There were a bunch of approaches and even implemented languages.

https://github.com/shaunlebron/history-of-lisp-parens/blob/m...


It already is:

https://mathics.org/


Even F[1,2,3] is sugar for and sexp. If you treat it like (F 1 2 3) it will work. You can take the head, or "quote" it with Hold. Or you can forget that an imagine that the language indexes from 1.


Editor support is missing adjust-parens[1], which I've been using for about a decade.

1: https://elpa.gnu.org/packages/adjust-parens.html


Do you use this as an alternative to paredit?


Yes. Lisp code is only a small fraction of the code I edit, and trying to get my fingers to switch between paredit and not-paredit mode is not something I've been successful at. Adjust-parens lets me use line-oriented editing commands to structurally manipulate the lisp code, so it's much easier to context switch between lisp and not-lisp code.


Scribble (Racket documentation language) uses a very interesting @-syntax that is very similar to m-expressions. '@func[x y]{some text}\ -> '(func x y "some text")'.


Which is basically the syntax of Scribe, an early markup language from CMU's Brian Reid.

https://en.wikipedia.org/wiki/Scribe_(markup_language)

There is a user's manual from 1978: http://bitsavers.informatik.uni-stuttgart.de/pdf/cmu/scribe/...


"Elegant weapons for a more civilized age"

https://xkcd.com/297/


> Although LISP is one of the most powerful tools available ... the format of the input language (S-expression) is awkward to use -- so awkward that many errors in programming LISP stem directly from the fact that S-expressions are the only allowable form of input.
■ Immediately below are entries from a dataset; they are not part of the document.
PR #4230, opened 2026-09-09
diag(net): name the failing sub-test instead of dumping all twelve

zackees:
## Why

`runNetClientTest` returns a 12-entry `results` array, and the peer harness raised it verbatim:

```
RP2350W -> ESP32-C6 HTTP failed: {'results': [{'test': 'GET /ping', 'passed': True, ...
```

When a real failure landed on the bench during a `--net-peer` campaign, the single row that mattered sat in the middle of eleven passing ones, on one unwrapped line. Finding it was the hardest part of reading the failure.

## After

The diagnosis leads; the full payload still follows, so nothing is lost:

```
RP2350W -> ESP32-C6 HTTP failed: 1 of 12 sub-tests failed --
GET /leds: No HTTP response: request sent, nothing read
(status_line='' body_read=0 content_length=-1); full result: {...}
```

`status_line` is named explicitly because it is the field that separates **"answered with the wrong code"** from **"did not answer at all"** — a distinction #4229 introduces on the firmware side.

## Scope

Only the **RP2350W → ESP32-C6** raise site is changed. The opposite direction is edited by #4222, and leaving it untouched keeps the two PRs independent rather than conflicting.

## Tests

Two tests, using the payload actually captured on the bench (cycle 10, `GET /leds`, zero bytes read). Both were verified to **fail** when the helper stops filtering passing rows — so they test the behaviour, not just the happy path:

```
2 failed, 6 deselected     # helper broken
2 passed, 6 deselected     # helper restored
```

Collection count checked, not just the pass count: 8 collected (was 6), 8 passed.

`bash lint` also reports the pre-existing `ci/autoresearch/net.py` `redundant-condition` warning for the always-`None` `host_server` cleanup. It is **already on master** and unrelated to this change; it is removed on the #4214 branch, so it is not duplicated here to avoid a conflict between two open PRs.

Relates to #3899.

## Summary by CodeRabbit

* **Bug Fixes**
  * Improved HTTP test failure diagnostics by identifying failed sub-tests and including relevant status details.
  * Malformed test results are now reported with their position and value instead of being silently ignored.
  * Join attempts now allow additional polling time while respecting the run deadline, with clearer timeout details.
  * Successful device joins now report elapsed join time and IP address.

* **Tests**
  * Added coverage for failed and passing sub-tests, missing or invalid reports, malformed result entries, and join diagnostics.


zackees:
Fixed in 0eb1f75.

Correct — a non-dict entry in `results` was skipped, so a report whose rows are malformed would have read as *"no sub-test reported a failure"*. That is the same silent skip this helper was written to remove, so it should not have been reintroduced inside it. A row that is not an object cannot be shown to have passed, and is now reported as one of the failures:

```
1 of 2 sub-tests failed -- result[1] is not an object: 'not-a-dict'
```

Added a test covering it. 9 collected, 9 passed (collection count checked, not just the pass count).

zackees:

PR #264, opened 2021-10-01
Fixed the icon flickering when the SPA loads

wkande:


wkande:
JIRA issue AN-249.

Mostly on Firefox, when the SPA loads the button in the component flash themselves very large in the sidebar. Probably need to hide them until the mounted function fires so they draw the right size when first shown.

PR #270, opened 2021-10-03
Mention that HTTP gateway is only available on serverless

Siegrift:
I think we should mention features which are only available on a particular "airnode type" explicitely.

But you can close this if you disagree.


wkande (approved):
Good catch, thanks.

PR #273, opened 2021-10-04
Stop linking pre-alpha requester examples, link to examples in airnode repo instead

Siegrift:
https://api3dao.atlassian.net/browse/AN-189


wkande (commented):
Not sure we are just linking to the newer airnode-starter (examples). My understanding was that this would evolve into a tutorial in the Docs.

Also the links to the new requester contracts are pointed to a branch and not the master.

Siegrift:
> Not sure we are just linking to the newer airnode-starter (examples). My understanding was that this would evolve into a tutorial in the Docs.

It should at some point, but I think linking is sufficient for now. We have issues for migrating READMEs to docs, but we didn't include those in v0.1.0.

> Also the links to the new requester contracts are pointed to a branch and not the master.

Yes, that's why I created a draft only. I am waiting until that is merged and will change the links afterwards.

wkande:
> We have issues for migrating READMEs to docs, but we didn't include those in v0.1.0.

Not clear here. Are you saying that v0.1.0 will not have airnode-starter in the Docs but we will link to the the repo README in the examples package?

Siegrift:
Yes. We have these issues created in the jira: 
https://api3dao.atlassian.net/jira/software/projects/AN/boards/18/backlog?text=readme

we can add another one to migrate the examples README.

wkande:
I do recall those but thought airnode-starter would not be inclusive. We should probably bring this up at the Wednesday meeting. I think that the airnode-starter is one of the most important guides for new users. Derek has been tasked to bring the concepts of the README into the Docs and enhance the content into a formal guide.

wkande (approved):
These look good.

PR #287, opened 2021-10-08
Add prettier configuration

Siegrift:
I've added prettier support (and a script to package.json) which formats the files in the project.

This works mostly fine, but it treats the files as `md` files and doesn't understand some of the vuepress specific stuff (e.g. tabs). 
However, I didn't find any vue specific feature which would be broken by the formatting (you mostly need to add newlines somewhere).

Even if there was some section that should not be formatted, you can exclude it from prettier: https://prettier.io/docs/en/ignore.html

I didn't format anything just yet not to create any conflicts for you. We can reformat the stuff gradually. (This also means you shouldn't run the `format` script, because that tries to format all files in the project).

### DIFF
--- a/.prettierignore
+++ b/.prettierignore
@@ -1,0 +1,3 @@
+/node_modules
+/archived
+/docs/airnode/pre-alpha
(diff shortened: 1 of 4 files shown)


wkande:
We should take time to go over this and decide how to use it.

PR #292, opened 2021-10-09
Client image docs

Siegrift:
https://api3dao.atlassian.net/browse/AN-268

### DIFF
--- a/docs/airnode/next/grp-providers/docker/client-image.md
+++ b/docs/airnode/next/grp-providers/docker/client-image.md
@@ -1,5 +1,5 @@
 ---
-title: Client Image
+title: Airnode Client Image
 ---
 
 <TitleSpan>Docker Images</TitleSpan>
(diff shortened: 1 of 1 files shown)


wkande (commented):
This looks really good to me. I see mention of using Windows powershell. In other docs, deployer image, we mention the user should use cmd and not powershell for the deploy command. See [here](https://docs.api3.org/airnode/next/grp-providers/docker/deployer-image.html#deploy).

Siegrift:
> I see mention of using Windows powershell. In other docs, deployer image, we mention the user should use cmd and not powershell for the deploy command. See here.

Oh, I didn't notice that we instruct them to use CWD - but I find that a silly requirement. We should probably change the other usages (but that's a low prio)

wkande:
Ok then. I will just go ahead and merge this. That is something we can work out latter. I will make a GitHub issue for it and move it to JIRA if there is a decision one way or another.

The inherent difficulty of producing correctly working S-expressions is tacitly recognized by anyone who uses M-expressions in place of them, when not communicating directly with the computer.

Extremely accurate and written in 1964.


Editors have come a long way in those 60 years.

Having written some Racket and Scheme, I notice no increase in the amount of syntax errors compared to other languages. Other languages have all sorts of syntactical gotchas because of all the syntax features they have.